Real options method is one of the investment appraisal techniques for capital budgeting which can deal with the limitations of the NPV. Pankaj (2009) reviewed that real options method is a method of evaluating and managing strategic investments decisions in an uncertain business environment. David (1995) added that using real option methods has been recognized that the application of standard NPV techniques can lead to wrong conclusions in the presence of unrecognized embedded options. David (1995) stated that “The central role of NPV techniques in financial decision making therefore makes it imperative that real option structures in investing opportunities are identified and accounted for. It turns out that real options can be found in most live environments where uncertainty or risk, waiting, investment irreversibility, growth opportunity, asymmetric information, staged investments, competitor response, economics of scale, project switching, suspension, abandonment and start-up are important. In fact, these include the full spectrum of investment decision making, including those concerning capital budgeting and the fact that the standard NPV techniques do not recognize or deal with these situations adequately.”
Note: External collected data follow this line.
PR #484, opened 2022-11-04
Resume downloads on next launch after force quit

### LINKED ISSUE #472: Episode Downloads Do Not Resume When Reopening After Force Quitting App
### Expected behavior
If a download is in progress when the app is force quit, the download should resume when the app is reopened.

### Actual behavior
The episodes will appear as if they are downloading — with the download spinner displayed. But the app isn't actually downloading the episode file.

1. Force quit the app during an episode download.
2. Reopen the app.

jgcaruso:
Fixes #472 

This PR adds a check for episodes in the `downloading` status that aren't actually downloading, and re-adds them to the queue. This is performed when other "resume download" logic is run in `checkForPendingAndAutoDownloads`

## To test

1. pull branch and build
2. start downloading an episode
3. once the download has started, force quit the app
4. reopen the app and browse to the episode again (or check the Profile -> Downloads section)
5. The episode should have auto resumed download
6. Ensure download only on wifi is enabled ( Profile -> Gear -> auto download -> Only on WiFi )
7. Force `isConnectedToWifi()` to return `false` and rebuild (or if there is some simulator setting I couldn't find that simulates a cell connection, do that)
8. Repeat the test plan, when you get to step 5 the episode SHOULD NOT resume download and you should see a wifi icon in the episode cell
9. Remove the forced cell connection behaviour and rebuild
10. When the app opens, return to the Profile -> Downloads list.
11. The episode should resume downloading.

NOTE: currently, the download resumes from 0% since there doesn't appear to be any download progress state saved. Also, it might not be desirable to resume from the existing file's position since this download could resume several days later which might cause issues with playback due to auto ad insertion.

NOTE 2: I tested in an iOS 14.1 simulator prior to applying this branch, and downloads didn't resume there either, so it doesn't appear that they ever resumed if no code changes have been made around this recently... or at least, its not the result of a fundamental change to iOS.

## Checklist


podcasts/PodcastManager.swift
```diff
@@ -91,6 +91,14 @@ class PodcastManager: NSObject {
             }
         }
 
+        // check if any existing episodes were downloading, but aren't currently (caused by app force quit while episode was downloading)
+        let stuckDownloadingEpisodes = DataManager.sharedManager.findEpisodesWhere(customWhere: "episodeStatus == ?", arguments: [DownloadStatus.downloading.rawValue])
```
leandroalonso, line 95: @jgcaruso if someone configured the app to auto-download only on Wi-fi, I believe this will bypass this setting.

The way it works now is that if someone closes the app downloads won't be resumed, so it's up to the user to add them again — whether they are on Wi-fi or cellular network. With this change, downloads will resume as soon as the user opens the app — it doesn't matter if on Wi-Fi or not. If they have 10 episodes to download, this will download from their cellular data if they're not on Wi-fi.

While your change works as expected, I wonder whether not resuming pending downloads was an intentional decision.

~I think we can check how that works on Android. :)~

It seems that Android downloads the episode even if the user closes the app, so it's a key difference between OSes. 

@emilylaguna any thoughts?

jgcaruso: > With this change, downloads will resume as soon as the user opens the app — it doesn't matter if on Wi-Fi or not.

Mikael and Shuhua (2003) added that real options methods introduced to correct the problems of NPV method. This method calculates the value of an investment with techniques originally developed for valuation of financial options which gives possibility to take into consideration the managerial flexibility to take action during the lifetime of an investment (Mikael and Shuhua, 2003).

Todd et al (2004) reviewed that real options analysis is a controlled means of systematically identifying the interplay between intermediate outcome states and alternative managerial actions and specifically valuing managerial flexibility. The capital budgeting decisions often involve investment, capital assets and most decisions can be viewed as options on real assets (Todd et al, 2004).

## 2.3.2. Benefits of real options method.

Real option analysis recognizes the incremental value arising from flexibility which gives rise to additional value is recognition of the altered probability distribution of potential outcomes and its impact on risk exposure (David, 1995). And, David (1995) added that using real option methods can deal with risk in capital budgeting correctly.

Real options provide a useful framework for strategic decision making and deal with uncertainty and flexibility efficiently (Pankaj, 2009).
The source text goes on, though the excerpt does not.